Öfkeyle karşındaki insana vura, vura üzerine basa, basa tüm gücünle kelimelerinle galip gelme çabası.
Ayrılık savaşını kazanmacasına sanki en güçlü silahınmış gibi kullanırsın iki dudağının arasından çıkanları.
Yüreğindekiler ve bilinçaltında yerleşen birikmişler belki de yakın zamana kadar güzel günleri geçirdiğin o sevdiğin saygı duyduğunun insanı her sözünle yıkılına kadar ne varsa söylemek.
Hak ettiğin ya da etmediğin kelimelerin havada uçuştuğu birbirini yıkma savaşı.
İşin tuhaf tarafı da galibi yoktur bunun iki taraf da kaybeder aslında.
Bundan sonrası zaten malum.
Burukluk içinde hüzün, kırgınlık birine göre keşkeler diğerine göre iyi kiler vs.
Yaşanabilecek ne varsa iki insanın birbirinden kopması adına o duyguları yaşar.
Sonra durur bakarsın kendini sorgular etrafını yargılar en sonunda beyaz bayrağı çeker bırakırsın.

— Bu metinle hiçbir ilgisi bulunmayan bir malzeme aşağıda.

PR #5016, opened 2017-01-16
Separate image upload and file upload in editor

beckyvb:
* Adds accept parameter to file inputs based on whether it's an image and Garden.Upload.AllowedFileExtensions
* Adds appropriate mime types to the file input accept parameter.
* Removes drop zones from upload dropdowns, as they were never accessible.
* Changes logic to either add and attachment or insert image but not both.
* Removes logic to reinsert an image into a post by clicking on the attachment.
* Removes CSS based show/hide upload logic.

Closes https://github.com/vanilla/lithe/issues/53


plugins/editor/class.editor.plugin.php
```diff
@@ -613,7 +616,38 @@ public function base_render_before($Sender) {
...
+            }
+        }
+
+        // prepend extensions with a '.'
+        $allowedFileExtensions = array_map(function($str) { return '.'.$str; }, $allowedFileExtensions);
+        $accept = implode(',', array_merge($allowedFileExtensions, $allowedMimeTypes));
+        $Sender->setData('Accept', $accept);
+
+        // prepend extensions with a '.'
+        $allowedImageExtensions = array_map(function($str) { return '.'.$str; }, $allowedImageExtensions);
```
initvector: You're also using the same anonymous function code in two different areas.  You can save it to a variable and pass that to `array_map` for each call.  Also, the function code should probably be broken up across multiple lines.

PR #5019, opened 2017-01-17
Deprecate all dead code in UpdateModel

DaazKu:
Only `runStructure()` is used now.
I think that everything else was replaced by the AddonsManager.


DaazKu:
I added a future issue to cleanup the deprecated code https://github.com/vanilla/vanilla/issues/5020

PR #5027, opened 2017-01-19
Remove slicing from Vanilla

beckyvb:
* Removes the Gdn_Slice, Gdn_SliceProvider and related assets from Vanilla.
* Throw an exception if any of the methods provided by Gdn_SliceProvider are called within an object extending Gdn_Pluggable.
* Remove any lingering 'Slice*' classes from Vanilla. (The 'enablePlugin' method was needed to add the assets, if it was not called within a plugin, the functionality was never there to begin with.)


kaecyra:
Goodnight sweet prince

tburry:
🌹 ⚰️ 🌹

PR #5031, opened 2017-01-20
Configure the container in the bootstrap

tburry:
Configure the container in the bootstrap instead of using the Gdn object. Although the code looks like it has vastly changed, the functionality is still very similar. The process now consists of the following steps.

1. Rather than calling Gdn::factoryInstall(), the bootstrap now configures rules in the container. The extra features of the container means that order doesn't matter as much so all the configuration can be done first before any object is constructed.

2. The old bootstrap was refactored into an inline function called through Container::call() with references to static Gdn::* calls replaced with dependencies.

3. The last part of the bootstrap was left mostly as is.

*This is another **big scary** PR, but is necessary to unlock all of the features of the container.*


linc:
Irony is that dangling semi-colon being what caused the merge conflict.

PR #5036, opened 2017-01-23
Update dependencies and fix lint/hint notices

beckyvb:
* Update the dependencies in the dashboard application to work with node 7. 
* Fix many notices in javascript and scss files. 
* Recompile everything.


initvector:
Works for me!

Just need to resolve those conflicts...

Sevgiye her geçen gün saygım azalıyor.
Güzel olan bir şey bu kadar korkutucu olabilir mi?
Ya da artık sevginin tarifi mi değişti bilemem ama saygı ve güvenin sevgiden de öte bir şey olduğunu biliyorum...
Biri olmak lazımmış meğer biri olamadıysam da şimdiye kadar sevgisizlik ve saygısızlık yaptığım herkesten özür dilerim.